Haffmeyer nickte und beschloss, sich gleich auf den Weg zu machen. Auch jetzt, da er überlegte, ob er womöglich noch einen anderen Termin hatte, fiel ihm die Besprechung im Kommissariat nicht ein. Also verabschiedete er sich von Agnes Rampoldt und fuhr los. Nach ein paar Hundert Metern bog er auf einen Feldweg ab, der für den normalen Verkehr gesperrt war und ihn bis zu einem Waldstück den Hang hinauf führte. Auf der Anhöhe erreichte Haffmeyer eine Kreuzung und lenkte sein Auto an den Wegesrand. Aus dem Kofferraum holte er den zerschlissenen Rucksack, den er immer dabeihatte. Er stopfte den Erste-Hilfe-Kasten des Wagens hinein, stellte sein Handy stumm und legte es dazu, packte noch eine Flasche Wasser und ein paar Taschentücher mit hinein.
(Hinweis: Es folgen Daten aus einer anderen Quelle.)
PR #5509, opened 2023-01-11
Update tree-sitter-json that supports comments, add jsonc as file-type for json format (#5452)

### LINKED ISSUE #5452: JSONC support
__EDIT: collapsible sections for better readability__

<details><summary>Problem</summary>

## Problem

Json highlighting works out of the box, but then I opened my Jsonc config file and the text was greyed out. I did some research and realized that this is the correct default behavior because there is no `file-types = [..., "jsonc"]` for json language: https://github.com/helix-editor/helix/blob/b7ca0581d81f0ac80418a3e052df2bd5d9f71ad4/languages.toml#L141

Then I added this line:
``` toml
[[language]]
name = "json"
file-types = ["jsonc", "json"]
```

After this _jsonc_ was also colored but comments was bold red (means error):
image

I looked in _vscode json server_ and found that I can pass `languageId = "jsonc"` to disable comment warnings:  
[Link to lines](https://github.com/microsoft/vscode/blob/4f69cdf95a12cef48d405b38bf7812a7f297c310/extensions/json-language-features/server/src/jsonServer.ts#L324-L326)
``` ts
const documentSettings: DocumentLanguageSettings = textDocument.languageId === 'jsonc' ? { comments: 'ignore', trailingCommas: 'warning' } : { comments: 'error', trailingCommas: 'error' };
```
</details>

<details><summary>What I tried</summary>

### Attempt 1
Pass `language-id = "jsonc"` as an argument to the _json_ language server so that it works for both formats:
``` toml
[[language]]
name = "json"
file-types = ["jsonc", "json"]
language-server = { command = "vscode-json-language-server", args = ["--stdio"], language-id = "jsonc" }
```
__Result__:  nothing changes. The colors are the same as in the picture.

### Attempt 2
Create new language _jsonc_ and also pass _lang-id_ argument to language-server:
``` toml
[[language]]
name = "jsonc"
scope = "source.jsonc"
file-types = ["jsonc"]
roots = []
language-server = { command = "vscode-json-language-server", args = ["--stdio"], language-id = "jsonc" }
config = { "provideFormatter" = true, "json" = { "keepLines" = { "enable" = true } } }
indent = { tab-width = 2, unit = "  " }
```
__Result__:  gray text without any color. Adding next doesn't help:
``` toml
[[grammar]]
name = "jsonc"
source = { git = "https://github.com/tree-sitter/tree-sitter-json", rev = "65bceef69c3b0f24c0b19ce67d79f57c96e90fcb" }
```
</details>

## Question
How to fix one of my attempts to make it work or tell another approach to disable comments (and trailingCommas) warnings in jsonc?

__P.S.__ This is my first experience with all this stuff that vscode and the IDEs do themselves, so I might be missing something.

woojiq:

Dann schulterte er den Rucksack und marschierte los, einen Fahrweg hinunter, der für sein Auto zu steil und zu holprig war, über eine Wiese und schließlich hinein ins nächste Waldstück.

Er mochte diesen Weg, der ihn westlich am Schlossweiher entlangführte. Und er wusste, wo er abbiegen musste, um zu Roths Unterschlupf zu kommen. Zuvor aber schlug er sich unweit der Abzweigung ins Unterholz, schlüpfte zwischen zwei Büschen hindurch und stand in einem der zahlreichen Verstecke, die der Alte in der Umgebung angelegt hatte. Er zog ein paar lose Äste beiseite und sah das Mofagespann vor sich. Roth fuhr mit seinem Knatterding immer noch bis in den Wald hinein und verbarg es hier vor Spaziergängern oder Lausbuben, die ihm sonst vielleicht einen Streich gespielt und an dem Gefährt herumgefummelt hätten. Haffmeyer musste zwar lächeln, weil sich Roth so viel Mühe gab, das alte Ding mit abgerissenen Ästen zu bedecken – sogar die Reifenabdrücke zum Versteck hin bestreute er sorgfältig mit Laub. Aber der Alte hatte nun mal seine Marotten, und da Haffmeyer seine spezielle Vorgeschichte kannte, mochte er es ihm nicht übel nehmen, dass er immer und überall mit dem Schlimmsten rechnete.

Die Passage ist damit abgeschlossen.